Are Those Real?: True Tales of Plastic Surgery from Beverly Hills by Dr. Norman Leaf chronicles his journey as a cosmetic surgeon in Beverly Hills for 35 years. Dr. Leaf describes some of his most well known patients, and shares some medical information about Marilyn Monroe.
Dr. Leaf makes it clear in his book that he was not her doctor, but while sorting through files of his colleague Dr. Gurdin, after becoming the files' custodian, he found notes of a visit with her to review a chin implant surgery performed years earlier.
Marilyn had had an implant placed in her skin made up of carved bovine cartilege. Neither silicone chin implants nor breast implants had been invented yet, as the original surgery would have been performed in 1950. The chart notes that the implant had slowly reabsorbed, which was common among implants of that type.
The book also discusses Marilyn's nose. Referring to the chart, Dr. Leaf writes, "No mention is made in that document of her nose, but Dr. Michael Gurdin had told me several times that he and Dr. [John] Pangman had also performed a tip rhinoplasty on her. This would explain the obvious difference between her early photos as Norma Jean Baker and her later more glamorous appearance."
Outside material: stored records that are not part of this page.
PR #425, opened 2016-02-05
Fixed CopyOutputCall for scattered calls

cjllanwarne:


cjllanwarne:
Wheelers: @Horneth @scottfrazer

src/main/scala/cromwell/engine/workflow/WorkflowActor.scala
```diff
@@ -716,9 +716,18 @@ case class WorkflowActor(workflow: WorkflowDescriptor, backend: Backend)
       (upstream forall { _.nonEmpty }) && dependenciesResolved
     }
 
+    lazy val nonFinalCallsComplete= executionStore forall {
```
Horneth: space before =

src/main/scala/cromwell/engine/workflow/WorkflowActor.scala
```diff
@@ -716,9 +716,18 @@ case class WorkflowActor(workflow: WorkflowDescriptor, backend: Backend)
...
+      case (key: FinalCallKey, _) => true
+      case (_, x: ExecutionStatus) if x.isTerminal => true
+      case _ => false
+    }
+
     def isRunnable(entry: ExecutionStoreEntry) = {
-      val (key, status) = entry
-      status == ExecutionStatus.NotStarted && arePrerequisitesDone(key)
+      entry match {
+        case (key: FinalCallKey, ExecutionStatus.NotStarted) => nonFinalCallsComplete
```
mcovarr: Thanks for fixing this.  What I tried (and failed) to do was make a final call dependent on every other call.  I think I must have confused the scatter placeholder with the collector; the latter is only generated after the scatter explodes, and the former is not sufficient for the final call to depend on.

Anyhoo there is a misleading comment above `prerequisiteScopes` in `FinalCall` that should be corrected.  I'm less certain what do about the code.

cjllanwarne: I updated the comment and removed the (no-longer-used) dependencies

geoffjentry:
:+1:

Horneth:
:+1:

PR #426, opened 2016-02-05
Metadata endpoint works with CopyWorkflowOutputsCalls

cjllanwarne:


src/main/scala/cromwell/engine/workflow/WorkflowManagerActor.scala
```diff
@@ -326,10 +328,11 @@ class WorkflowManagerActor(backend: Backend) extends LoggingFSM[WorkflowManagerS
 
   private def workflowStdoutStderr(workflowId: WorkflowId): Future[Map[FullyQualifiedName, Seq[Seq[CallLogs]]]] = {
     def logMapFromStatusMap(descriptor: WorkflowDescriptor, statusMap: Map[ExecutionDatabaseKey, ExecutionStatus]): Try[Map[FullyQualifiedName, Seq[Seq[CallLogs]]]] = {
+      import cromwell.engine.finalcall.FinalCall._
       Try {
         val sortedMap = statusMap.toSeq.sortBy(_._1.index)
         val callsToPaths = for {
-          (key, status) <- sortedMap if hasLogs(statusMap.keys)(key)
+          (key, status) <- sortedMap if hasLogs(statusMap.keys)(key) && !key.fqn.isFinalCall
```
mcovarr: Could maybe move the `isFinalCall` invocations up in the filtration order as they're super cheap

mcovarr:
:+1:

cjllanwarne:
"also @geoffjentry", spoke the wheel.

src/main/scala/cromwell/engine/finalcall/CopyWorkflowOutputsCall.scala
```diff
@@ -19,7 +18,7 @@ object CopyWorkflowOutputsCall {
   * Final call implementation that copies workflow outputs to a specified destination.
   */
 case class CopyWorkflowOutputsCall(override val workflow: WorkflowDescriptor) extends FinalCall {
-  override def unqualifiedName = CopyWorkflowOutputsCall.name(workflow.name)
+  override def unqualifiedName = CopyWorkflowOutputsCall.UnqualifiedName
```
geoffjentry: I'd prefer to not need the CopyWorkflowOutputsCall part required here but don't care too much if you'd like to retain it

src/main/scala/cromwell/engine/workflow/WorkflowManagerActor.scala
```diff
@@ -314,11 +314,13 @@ class WorkflowManagerActor(backend: Backend) extends LoggingFSM[WorkflowManagerS
       BackendCallKey(descriptor.namespace.workflow.findCallByName(callName).get, key.index, key.attempt)
     def backendCallFromKey(descriptor: WorkflowDescriptor, callName: String, key: ExecutionDatabaseKey) =
       backend.bindCall(descriptor, callKey(descriptor, callName, key))
+
+    import cromwell.engine.finalcall.FinalCall._
```
geoffjentry: I say this admittedly as someone who is biased against imports in the middle of code but this is now being imported in a couple of functions. Perhaps move it up?

geoffjentry:
:+1:

src/main/scala/cromwell/engine/workflow/WorkflowManagerActor.scala
cjllanwarne: It was more a scoping thing - since this imports an implicit on String, having it widely available seemed nasty to me

geoffjentry: If it's an enhancing implicit (I'm assuming the .isFinalCall) and not an implicit implicit (magic auto-conversions) I don't see think it's a big deal. You'd only be using it if you intended to. If it is indeed a magic auto-conversion we should probably not have that :)

PR #427, opened 2016-02-06
Remove backend specific tables, create universal EXECUTION_INFO table.  Closes #415

### LINKED ISSUE #415: Replace backend-specific execution tables

mcovarr:
Needs cleanup and some testing around JES restart in particular but AFAICT works.


mcovarr:
@scottfrazer and @cjllanwarne have won the Wheelection!

src/main/scala/cromwell/engine/db/DataAccess.scala
```diff
@@ -33,9 +33,9 @@ trait DataAccess {
 
   def getWorkflowsByState(states: Traversable[WorkflowState]): Future[Traversable[WorkflowDescriptor]]
 
-  def getExecutionBackendInfo(workflowId: WorkflowId, call: Call): Future[CallBackendInfo]
+  def getExecutionBackendInfo(workflowId: WorkflowId, call: Call): Future[Map[String, Option[String]]]
```
mcovarr: `(String, Option[String])` should be a type

src/main/scala/cromwell/engine/db/DataAccess.scala
```diff
@@ -97,19 +97,17 @@ trait DataAccess {
...
-
   def updateWorkflowOptions(workflowId: WorkflowId, workflowOptionsJson: String): Future[Unit]
 
-  def resetNonResumableJesExecutions(workflowId: WorkflowId): Future[Unit]
+  def resetNonResumableExecutions(workflowId: WorkflowId, isResumable: ExecutionAndExecutionInfo => Boolean): Future[Unit]
 
-  def findResumableJesExecutions(workflowId: WorkflowId): Future[Map[ExecutionDatabaseKey, JobKey]]
+  def findResumableExecutions(workflowId: WorkflowId,
+                              isResumable: ExecutionAndExecutionInfo => Boolean,
+                              jobKeyBuilder: ExecutionAndExecutionInfo => JobKey): Future[Map[ExecutionDatabaseKey, JobKey]]
```
mcovarr: `(ExecutionDatabaseKey, JobKey)` should be a type

src/main/scala/cromwell/engine/db/slick/ExecutionInfoComponent.scala
```diff
@@ -0,0 +1,49 @@
+package cromwell.engine.db.slick
+
+case class ExecutionInfo(executionId: Int,
+                         key: String,
+                         value: Option[String] = None,
+                         executionInfoId: Option[Int] = None)
+
+case class ExecutionAndExecutionInfo(execution: Execution, executionInfo: ExecutionInfo)
```
mcovarr: I think this type could/should go away and its usages replaced by the following type

src/test/scala/cromwell/engine/db/slick/SlickDataAccessSpec.scala
```diff
@@ -90,6 +88,8 @@ class SlickDataAccessSpec extends FlatSpec with Matchers with ScalaFutures with
     override def backendType: BackendType = throw new NotImplementedError
     override def workflowContext(workflowOptions: WorkflowOptions, workflowId: WorkflowId, name: String): WorkflowContext = throw new NotImplementedError
     override def pollBackoff: ExponentialBackOff = throw new NotImplementedError
+
+    override def executionInfoKeys: Seq[String] = Seq.empty
```
mcovarr: kill blank line

src/test/scala/cromwell/engine/db/slick/SlickDataAccessSpec.scala
```diff
@@ -682,26 +682,22 @@ class SlickDataAccessSpec extends FlatSpec with Matchers with ScalaFutures with
...
+      val pid2 = Option("987")
 
       (for {
         _ <- dataAccess.createWorkflow(workflowInfo, Nil, Nil, localBackend)
         _ <- dataAccess.insertCalls(workflowId, Seq(BackendCallKey(call1, shardIndex1)), localBackend)
         _ <- dataAccess.insertCalls(workflowId, Seq(BackendCallKey(call2, shardIndex2)), localBackend)
-        _ <- dataAccess.updateExecutionBackendInfo(workflowId, BackendCallKey(call1, shardIndex1), backendInfo1)
-        _ <- dataAccess.updateExecutionBackendInfo(workflowId, BackendCallKey(call2, shardIndex2), backendInfo2)
+        _ <- dataAccess.updateExecutionInfo(workflowId, BackendCallKey(call1, shardIndex1), "PID", pid1)
+        _ <- dataAccess.updateExecutionInfo(workflowId, BackendCallKey(call2, shardIndex2), "PID", pid2)
```
mcovarr: backend info keys should be constants in their Backend or BackendType companion objects

src/main/scala/cromwell/engine/db/slick/SlickDataAccess.scala
```diff
@@ -414,68 +405,31 @@ class SlickDataAccess(databaseConfig: Config) extends DataAccess {
...
-        case Some(sgeJobResult: SgeJob) =>
-          new SgeCallBackendInfo(sgeJobResult.sgeJobNumber)
-        case _ =>
-          throw new IllegalArgumentException(
-            s"Unknown backend from db for (uuid, fqn): " +
-              s"($workflowId, ${call.fullyQualifiedName})")
-      }
+      executionInfos <- dataAccess.executionInfosByExecutionId(executionResult.executionId.get).result
+
+      x = executionInfos map { i => i.key -> i.value } toMap
```
mcovarr: cryptic variable name

src/main/scala/cromwell/engine/workflow/CallMetadataBuilder.scala
```diff
@@ -36,11 +34,14 @@ object CallMetadataBuilder {
...
-        case ji: JesJob => BackendValues("JES", jobId = ji.jesRunId, status = ji.jesStatus)
-        case ji: SgeJob => BackendValues("SGE", jobId = ji.sgeJobNumber map { _.toString })
+    // FIXME needs to traverse the list of pluggable backends rather than hardcoding a list.
+    def extract(infos: ExecutionInfosByExecution): BackendValues = {
+      def extractValue(key: String): Option[String] = infos.executionInfos collectFirst { case i if i.key == key => i.value } flatten
+
+      infos.execution.backendType match {
+        case "Local" => BackendValues("Local", jobId = extractValue("PID"))
+        case "JES" => BackendValues("JES", jobId = extractValue("JES_RUN_ID"), status = extractValue("JES_STATUS"))
+        case "SGE" => BackendValues("SGE", jobId = extractValue("SGE_JOB_NUMBER"))
```
mcovarr: even given the current fixedness of backends, this extraction should be done in the backend and not here

src/main/scala/cromwell/engine/db/slick/SlickDataAccess.scala
```diff
@@ -814,4 +723,14 @@ class SlickDataAccess(databaseConfig: Config) extends DataAccess {
 
     runTransaction(action)
   }
+
+  override def infosByExecution(id: WorkflowId): Future[Traversable[ExecutionInfosByExecution]] = {
+    val action = for {
+      rawTuples <- dataAccess.executionsAndExecutionInfosByWorkflowId(id.toString).result
+      groupedTuples = rawTuples groupBy { _._1 } mapValues { _ map { _._2 } }
```
mcovarr: could use a comment

cjllanwarne:
Make sure to run Tyburn over this before merging. And check that the /metadata and /timing endpoints still work for JES jobs

cjllanwarne:
Also, if possible, run something in JES beforehand, then run the liquibase update over the existing data and check the /metadata and /timing can still be accessed for the preexisting tasks

src/main/scala/cromwell/engine/backend/BackendType.java
```diff
@@ -1,5 +1,16 @@
...
 public enum BackendType {
-    LOCAL, JES, SGE;
+    LOCAL {
+        @Override
+        public String displayName() {
+            return "Local";
+        }
+    },
+    JES,
+    SGE;
```
cjllanwarne: One of these things is not like the others?

src/main/scala/cromwell/engine/backend/jes/Run.scala
```diff
@@ -156,8 +155,9 @@ case class Run(runId: String, pipeline: Pipeline, logger: WorkflowLogger) {
       logger.info(s"Status change from $prevStateName to $currentStatus")
 
       // Update the database state:
-      val newBackendInfo = JesCallBackendInfo(Option(JesId(runId)), Option(JesStatus(currentStatus.toString)))
-      globalDataAccess.updateExecutionBackendInfo(workflowId, BackendCallKey(call, pipeline.key.index), newBackendInfo)
+      // TODO the database API should probably be returning DBIOs so callers can compose and wrap with a transaction.
```
cjllanwarne: Nah, transactions cause no end of problems!

src/main/scala/cromwell/engine/db/slick/SlickDataAccess.scala
```diff
@@ -256,11 +252,22 @@ class SlickDataAccess(databaseConfig: Config) extends DataAccess {
     runTransaction(action)
   }
 
+  private def insertExecutionInfos(insertResult: this.dataAccess.executionsAutoInc.SingleInsertResult,
```
cjllanwarne: I'd prefer `insertEmptyExecutionInfos` - I was staring at this for ages until I realised it's just creating empty items so that all subsequent calls don't need to worry about INSERT vs UPDATE

src/main/scala/cromwell/engine/db/slick/SlickDataAccess.scala
cjllanwarne: Since this is the last line, why not just do this in the yield?

cjllanwarne: Oh I just read the actual line. Probably never mind!

src/main/scala/cromwell/engine/db/slick/SlickDataAccess.scala
cjllanwarne: I think your original comment about replacing "tuples" with a real type will go a long way to making this more readable

src/main/scala/cromwell/engine/workflow/CallMetadataBuilder.scala
cjllanwarne: Why not just extract all `info`s for this execution and make them key/value pairs on the JSON object, being totally agnostic of what they actually are?

src/main/scala/cromwell/engine/backend/BackendType.java
```diff
@@ -1,5 +1,16 @@
...
+
+    public String displayName() {
+        return name();
+    }
 }
```
kshakir: Might as well, you know, press return and get rid of this. :wink:

cjllanwarne:
My comments are all optionals, and probably going to be addressed by your comments anyway.

The main structure looks good and I don't want to hold you up waiting for me so :+1: from me.

cjllanwarne:
If (but only if) this makes the metadata look different, please mention it in CHANGELOG.MD

src/main/scala/cromwell/engine/backend/jes/JesBackend.scala
```diff
@@ -68,6 +69,16 @@ object JesBackend {
 
   def authGcsCredentialsPath(gcsPath: String): JesInput = JesInput(ExtraConfigParamName, gcsPath, Paths.get(""), "LITERAL")
 
+  // Only executions in Running state with a recorded operation ID are resumable.
+  private val IsResumable: ExecutionAndExecutionInfo => Boolean = ei => {
```
scottfrazer: `IsResumable` -> `isResumable`?

src/main/scala/cromwell/engine/db/slick/SlickDataAccess.scala
scottfrazer: +1

scottfrazer:
I give a tentative :+1:.  Like Chris said, I'd like to see it with the changes you got from the code review feedback from yourself :)

src/main/scala/cromwell/engine/backend/BackendType.java
geoffjentry: No, it's in an object

src/main/scala/cromwell/engine/backend/jes/JesBackend.scala
geoffjentry: No, it's in an object

src/main/scala/cromwell/engine/backend/jes/JesBackend.scala
```diff
@@ -709,6 +713,8 @@ case class JesBackend(actorSystem: ActorSystem)
   }
 
   override def findResumableExecutions(id: WorkflowId)(implicit ec: ExecutionContext): Future[Map[ExecutionDatabaseKey, JobKey]] = {
-    globalDataAccess.findResumableJesExecutions(id)
+    globalDataAccess.findResumableExecutions(id, IsResumable, BuildJobKey)
   }
+
+  override def executionInfoKeys: Seq[String] = Seq("JES_RUN_ID", "JES_STATUS")
```
geoffjentry: Insert my new-ish general plea to not use the Seq apply directly

src/main/scala/cromwell/engine/db/DataAccess.scala
geoffjentry: images

src/main/scala/cromwell/engine/db/slick/SlickDataAccess.scala
geoffjentry: Agreed

src/main/scala/cromwell/engine/db/slick/SlickDataAccess.scala
geoffjentry: I like this chris guy

geoffjentry:
:+1:

cjllanwarne:
Tyburn's current problems notwithstanding, :+1: from a doesn't break things point of view.

src/main/scala/cromwell/engine/backend/jes/JesBackend.scala
scottfrazer: Why?

src/main/scala/cromwell/engine/backend/BackendType.java
mcovarr: yeah yeah :smile:

src/main/scala/cromwell/engine/backend/BackendType.java
mcovarr: On purpose, the display name for LOCAL needs some beautification but JES and SGE are natural beauties.

src/main/scala/cromwell/engine/backend/jes/JesBackend.scala
geoffjentry: Seq() creates a List, it isn't a generic entity. Calling it with Seq obscures that fact and can lead to bugs (in fact that has already happened in the lifespan of Cromwell). It's admittedly a minor thing but it makes it more difficult to reason about what you have and for the cost of an extra character you're saying explicitly what you're doing. 

As an example I recently asked @Horneth to de-Seq something w/ a List and he pointed out that it really should be a Set. That was a positive example IMO since having to think about the right collection type led to a better concrete instantiation.

scottfrazer: I still don't get it... so Seq creates a List... why can that lead to bugs?  It sounds like Thibault's problem is less to do with `Seq` versus `Vector` constructors and more to do with ordered versus unordered Iterables

geoffjentry: People have a tendency to assume that `Seq()` is really just creating something which only conforms to the Seq interface. However inside of pattern matches and stuff like that scala knows what the object's type is for reals. Since people are generally used to Seq == List what has happened is that people supply List-specific operators in pattern matches which works until a non-List gets passed in. And of course since people love using Seq/Traversable as function signatures you have no way of knowing what *really* got passed in.

Really the larger point is that one should think about what they really want to be using and if it's "a bag of stuff" and you're just using Seq, just make it a List since that's what it really is and it's more clear what you're doing.

src/main/scala/cromwell/engine/workflow/CallMetadataBuilder.scala
mcovarr: I do like this idea, but it's both orthogonal to my changes and alters the metadata response in a way the artists formerly known as Blue might not appreciate.  I'll make a new ticket for this.

src/main/scala/cromwell/engine/db/slick/ExecutionInfoComponent.scala
mcovarr: nope I was wrong about that, needs to stay

src/main/resources/changesets/execution_backend_info.xml
```diff
@@ -0,0 +1,87 @@
+<?xml version="1.0" encoding="UTF-8" standalone="no"?>
+<databaseChangeLog xmlns="http://www.liquibase.org/xml/ns/dbchangelog"
+                   xmlns:xsi="http://www.w3.org/2001/XMLSchema-instance"
+                   xsi:schemaLocation="http://www.liquibase.org/xml/ns/dbchangelog http://www.liquibase.org/xml/ns/dbchangelog/dbchangelog-3.3.xsd">
+
+    <changeSet author="mcovarr" id="CREATE_EXECUTION_INFO">
```
francares: Is there a way to use a generic model for all backend executions? There are many attributes that are the same for all backends right?

src/main/resources/changesets/execution_backend_info.xml
```diff
@@ -0,0 +1,87 @@
...
+        <createTable tableName="EXECUTION_INFO">
```
francares: The other problem this model creates is that how does the engine will know the specifics for each backend model?

src/main/resources/changesets/execution_backend_info.xml
```diff
@@ -0,0 +1,87 @@
...
+                             columnNames="EXECUTION_ID, INFO_KEY" />
+    </changeSet>
+
+    <changeSet id="execution_backend_type_not_null" author="mcovarr">
+        <addNotNullConstraint tableName="EXECUTION"
+                              columnName="BACKEND_TYPE"
+                              schemaName="CROMWELL"
+                              columnDataType="VARCHAR(255)"/>
+    </changeSet>
+
```
ccarrizo: shouldn't the tables be only  status/job_id/execution? leaving the specifics of each backend isolated in its implementation? by having backend-implementation specific data on the engine I guess we're increasing the coefficient of coupling which eventually will bite us when trying to make changes donwstream (for whatever reason).
if Cromwell needs to be aware of which backend it is running then I guess there will be backend specific behaviour which will cause a chain of updates e.g. if we add an AWS-specific backend. instead if cromwell has no such backends specific behabior, then is cleaner to remove any reference from the code and DB's.
which scenario are we at?

src/main/scala/cromwell/engine/backend/BackendType.java
ccarrizo: do we need an enum? i remember when we had the initial discussion we envisioned all the instances to be dealt with equally, thus we only care of the collection of instances but not an enum of types.
I guess some design changes happened since last time I looked.
besides design styles, my main concern is on the component coupling metrics and the associated effect on cost of maintainability (coding time) of the project. (See Martin's metrics)

src/main/scala/cromwell/engine/workflow/CallMetadataBuilder.scala
```diff
@@ -35,11 +38,14 @@ object CallMetadataBuilder {
...
-        case ji: JesJob => BackendValues("JES", jobId = ji.jesRunId, status = ji.jesStatus)
-        case ji: SgeJob => BackendValues("SGE", jobId = ji.sgeJobNumber map { _.toString })
+    // FIXME needs to traverse the list of pluggable backends rather than hardcoding a list.
+    def extract(infos: ExecutionInfosByExecution): BackendValues = {
+      def extractValue(key: String): Option[String] = infos.executionInfos collectFirst { case i if i.key == key => i.value } flatten
+
+      infos.execution.backendType match {
+        case "Local" => BackendValues("Local", jobId = extractValue(LocalBackend.InfoKeys.Pid))
+        case "JES" => BackendValues("JES", jobId = extractValue(JesBackend.InfoKeys.JesRunId), status = extractValue(JesBackend.InfoKeys.JesStatus))
+        case "SGE" => BackendValues("SGE", jobId = extractValue(SgeBackend.InfoKeys.JobNumber))
```
ccarrizo: what if the backend was a composition? e.g. we trying to run a job on a distributed environment (Broad-clsters and GC and AWS) so we design a backend that is made of e.g. JES+SGE only for the sake of using the one that offers the best $$ for the task, should Cromwell be aware of which backend instance if the composite picking?. if we just had some form of:
BackendValues(someInstanceKey, jobId = extractValue(Backend.InfoKeys.JobNumber))
we could use any weird design of the backends tree and cromwell will still run

src/main/scala/cromwell/engine/package.scala
```diff
@@ -61,6 +64,19 @@ package object engine {
     }
   }
 
+  implicit class EnhancedExecution(val execution: Execution) extends AnyVal {
```
jainh: Why it needs to extends from AnyVal? Looks like it is an adaptor to execution.

geoffjentry: It's a pattern called an implicit value class.

geoffjentry: Specifically the extension of AnyVal makes it a value class which means that the underlying JVM byte code is operating directly on the execution and not the wrapper class

geoffjentry:
@ccarrizo A call wraps a single command line and thus can only be run on a single backend, correct? Composed backends wouldn't apply for a call.

We have a need to be able to report back certain backend specific values and from an operational/regulatory perspective we need to track other things for provenance and such. That information needs to be persisted somewhere - should the backends know about the DB (let's ignore for them oment that one backend does indeed talk directly to the DB)? If not that implies now need to know about the internal persistence. What if we decide to bulkhead all DB access behind a specialized actor/router? You can point to separating out the persistence but that's far beyond the scope of this work and is a separate block entirely.

I viewed this as a transitional PR. There'd been a request from team members on our side for a while now that things be done as bit by bit as possible. To do that implies not having full & sweeping changes as the only way to do *that* is one monolithic PR which causes a ton of problems. The whole process would be a bit smoother if you all could find other portions which could be folded directly into develop *now* which started to move the ball in the right direction instead of requiring that everything be perfect in one fell swoop.

ccarrizo:
@geoffjentry I understand the provenance need, this is what I meant (perhaps too short) when I mentioned "someInstanceKey", so we're able to track which particular backend (instance) executed the job, but we do not care about the TYPE of it, as we deal with them as equals. 
I think I might be missing some datapoints here as I can't see the reason for Cromwell to have type-specifc behavior which I'd like to understand.

geoffjentry:
@ccarrizo It's more that users & operators might want to be able to see that behavior. 

For instance imagine something sitting on top of a cromwell server where they know there's a single backend, they might want to build business logic about specifics of that backend. One could argue over whether or not that's a good thing but the truth is that it's already a reality so one way or the other it needs to remain.

Another example would be for operational/debugging bits. As an example some of the data we track which is JES specific has been invaluable when dealing w/ our friends on the other side of the fence in terms of figuring out what's gone awry as both pieces were being built. 

The primary reason I can think of to record what type of backend was used to dispatch would mainly be for informational purposes, although I could imagine what backend a call had been run on being part of a potential cost function on determining which backend a subsequent call would be applied to. For both situations you'd only need to store the backend name, not fundamentally link metadata to that backend but it's easy enough to do both in a single table schema.

mcovarr:
Different backends produce different metadata key/values, forcing all backends into the same set of keys would require changing all backends if the set of keys needs to be expanded (as is about to happen now for our production backend).

francares:
@ccarrizo @geoffjentry @mcovarr IMHO... the engine does not need to know everything about an specific backend or even keep all data about it (it will not scale in a long term). 
The responsibility of generating and handling specific data should be part of the specific backend. Saying that, the engine does not need to know about informative metadata from specific backend to live (encapsulation).
I think cromwell engine should use minimal set of information from backends needed to run right?... which backend did what and so... and if more information is needed like for doing extensive analytics you can get more information from the specific backend since that analysis will focus in specifics from the backend.

geoffjentry:
@francares I'm not saying the engine itself *needs* to know (although I could envision a scenario where it'd be useful for it to know), I'm saying that the outside world needs to know information particular to the backend. That information needs to be stored somewhere and right now the only somewhere is in the DB which is accessed purely through engine.

I see this PR as a transition point - it's against develop which does *not* have pluggable backends but starts to remove the direct requirements (i.e. the backend specific tables). It's not the final state things will live in but it makes the ultimate changes smaller down the road.

src/main/resources/changesets/execution_backend_info.xml
mcovarr: The engine would not need to know the specific keys for a backend.  It would either receive a set of generic KV pairs from a Backend to be persisted, or load all the KV pairs and serve them back to a caller (e.g. the metadata endpoint).

src/main/resources/changesets/execution_backend_info.xml
mcovarr: Metadata will need to be richer than just those.  Cromwell will want to record the backend type used for a call, but that is treated as just an opaque string.

src/main/scala/cromwell/engine/backend/BackendType.java
mcovarr: We do not need or want an enum for pluggable backends, this is a vestige of compiled-in backends that we're not ready to get rid of yet.

PR #432, opened 2016-02-08
Turn on stackdriver status in proxy

coreone:


cjllanwarne:
:+1:

Horneth:
:+1:

coreone:
@cjllanwarne @Horneth Forgot that cromwell was different than other repos and needed a port mapping in the compose file instead of in Vault.

PR #692, opened 2019-10-31
Improve documentation concerning CompositeContainer

holtkamp:
No more "acclimation" is required, since PHP-DI now implements ContainerInterface

https://github.com/AcclimateContainer/acclimate-container/blob/8c3373637900c48aa4a950bdb7099ac881d8f382/src/ContainerAcclimator.php#L68


mnapoli:
Thanks!

Issue #693, opened 2019-11-07
Wrong order of DefaultValueResolver in Container::getInvoker()


kakenbok:
The `DefaultValueResolver` currently gets executed before the `TypeHintContainerResolver`. This causes type hinted parameters with default values always to resolve to the default value. Thus, it's impossible to overload php functions with new parameters, which requires any additional parameter to default to `null` in order to prevent the PHP warning: `Declaration of ... should be compatible with ...`

```
public function call(Service $service = null) {
  // $service is always null
}

$container->set(Service::class, $service);
$container->call([$obj, 'call']);
```
**Fix1**

`Container.php:402` needs to be changed from:

```
$parameterResolver = new ResolverChain([
    ...
    new DefaultValueResolver,
    new TypeHintContainerResolver($this->delegateContainer)
]);
```

to:

```
$parameterResolver = new ResolverChain([
    ...
    new TypeHintContainerResolver($this->delegateContainer),
    new DefaultValueResolver
]);
```
**Or Fix2**

Allow for injecting:
- a custom `ResolverChain`
- or a custom `Invoker` instance or class

kakenbok:
Fix2 already has an issue: Allow for custom parameter resolvers #553

kakenbok:
Pull request with fix + test: #694

mnapoli:
Closed per https://github.com/PHP-DI/PHP-DI/pull/694: this is the intended behavior.

PR #694, opened 2019-11-07
Wrong order of DefaultValueResolver in Container::getInvoker() #693

kakenbok:
PR for Fix1 of #693

### DIFF
--- a/doc/frameworks/zf2.md
+++ b/doc/frameworks/zf2.md
@@ -90,7 +90,7 @@ Annotations are disabled by default since PHP-DI 5. To enable them, use the foll
 ```php
 return [
     'phpdi-zf2' => [
-        'useAnntotations' => true,
+        'useAnnotations' => true,
     ]
 ];
 ```


mnapoli:
Thanks!

I am surprised no test failed 🤔 This behavior is intended as far as I recall.

The logic behind that is that most optional dependencies are so that we can override the default services to customize the behavior. E.g. pass a custom logger instead of the default logger that the service will use.

If PHP-DI provided those services by default, then the default behavior of some services could be surprising (because it's no longer "the default").

I am afraid that merging this will also break many expected behaviors out there.

One way to solve this is to explicitly pass the parameter when calling `$container->call('service name', ['parameter' => $value])`.

Let me know if I misunderstood something.

kakenbok:
Would it be possible to you briefly explaining this case (with some code): 

> we can override the default services to customize the behavior. E.g. pass a custom logger instead of the default logger that the service will use.

I really tried hard, but i don't get it yet. :-)

PR #696, opened 2019-12-03
Add 6.0 migration link

SvenRtbg:
I hope this makes it automatically to php-di.org once merged


mnapoli:
Good catch thanks!

mnapoli:
It's online: http://php-di.org/doc/migration/6.0.html !

PR #697, opened 2019-12-12
enable apcu on travis + php 7.3

falkenhawk:
also skip reporting unmatched "Function apcu_.* not found." errors from phpstan thus failing travis build

### DIFF
--- a/.travis.yml
+++ b/.travis.yml
@@ -10,6 +10,7 @@ php:
   - 7.0
   - 7.1
   - 7.2
+  - 7.3
   - nightly
 
 matrix:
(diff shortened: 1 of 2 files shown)


mnapoli:
Thanks!

falkenhawk:
@mnapoli you're welcome :) Btw. I haven't added php 7.4 yet, despite php-di alone being 100% compatible, but tests throw deprecation errors. And actually not php-di tests, but phpunit-easymock:
image

mnapoli:
Oh that's interesting, thanks for looking into that!

PR #698, opened 2019-12-12
SourceCache: namespacing cache keys

falkenhawk:
Prevent cache collisions when sharing a single APC memory pool between multiple DI containers


mnapoli:
Thanks!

Marilyn is just a small part of the book, and Dr. Leaf discusses such famous patients as actor Yul Brenner, who sought out Dr. Leaf to treat a lipoma on his stomach. The actor was starring shirtless in The King and I at the time, and the lipoma made a strange shadow across his stomach. Though removing it was a simple matter of cutting the benign fatty tumor away, Dr. Leaf describes his reaction to treating a star of such magnitude, "And I had been in pratice in Beverly Hills for only about six months; I wasn't exactly a household name in the industry. Therefore I approached the situation with awe and curiosity."